(Stored entries)

PR #1935, opened 2023-03-03
Fix useBalance select & keepPreviousData options

greg-schrammel:
## Description

fix `useBalance` select type and forward `keepPreviousData` option

## Additional Information

Your ENS/address: notgregs.eth

### DIFF
--- a/.changeset/twenty-turtles-dream.md
+++ b/.changeset/twenty-turtles-dream.md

* _What the exercise asks_: Search the data for "keepPreviousData" and list every line in which it occurs.

* _Exercise result_:
Fix useBalance select & keepPreviousData options
fix `useBalance` select type and forward `keepPreviousData` option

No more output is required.